Express as a single sine or cosine function (note: this is using double angle formulas)
g) 8sin^2x-4
I just don't get this one. I know it's got something to do with the 1-2sin^2x double angle formula. It's the opposite though? :S

h) 1-2sin^2 (π/4-x/2)
= 1-sin^2(π/4-x/2)-sin^2(π/4-x/2)
= cos^2(π/4-x/2)-sin^2(π/4-x/2)
I got all the way up to cos (π/4 - x/2 + π/4 - x/2)

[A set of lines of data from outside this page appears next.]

PR #170, opened 2021-04-07
add missing setmedata! method for Arrow.Table

jrevels:
I'm not sure if I'm misinterpreting, but it seems like #165 also needed a corresponding `setmetadata!` for the specialization to behave as expected - otherwise the test added by this PR fails (and it seems like such a test should pass 😁)


quinnj (approved):
Yes, thanks for this!

PR #171, opened 2021-04-07
use actual deprecation for `registertype!`

ericphanson:
This means if you aren't running tests or otherwise start julia with `--depwarn=yes` then you don't see the warning, and moreover you only see the warning once. Motivated by me seeing this warning three times when just calling `using X` from some downstream package that doesn't even call `registertype!` itself!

The answer is supposed to be sin x. I have no clue how they got that.

  • Math 2nd question - ,

    g) 8sin^2x-4
    = 4(2sin^2 x - 1)
    = 4(-cos 2x)
    = -4cos 2x

    h) 1-2sin^2 (π/4-x/2)
    = cos 2(π/4-x/2)
    = cos (π/2-x)
    = cos(π/2)cosx + sin(π/2)sinx
    = 0(sinx) + 1(sinx)
    = sinx

  • Math 2nd question - ,

    Thanks a lot!
    But can you please explain how you got 4(2sin^2 x - 1) for g and cos 2(π/4-x/2) for h?

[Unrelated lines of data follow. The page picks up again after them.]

PR #174, opened 2021-04-14
Fix () -> {} typo in docs

etpinard:
to avoid

```jl
julia> ArrowTypes.JuliaType(::Val(:Person)) = Person
ERROR: ArgumentError: invalid type for argument number 1 in method definition for JuliaType at REPL[13]:1
Stacktrace:
 [1] top-level scope
   @ REPL[13]:1
```


quinnj (commented):
Thanks!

    I think I might understand h because 1-sin^2x = cosx but wouldn't it just be cos(π/4-x/2) cos(π/4-x/2)?

  • Math 2nd question - ,

    "But can you please explain how you got 4(2sin^2 x - 1)"

    I took out a common factor of 4

    "..and cos 2(π/4-x/2) for h"

    Ok, let's work it in reverse.
    You know that cos 2A = cos^2 A - sin^2 A, or cos 2A = 1 - 2sin^2 A ,right?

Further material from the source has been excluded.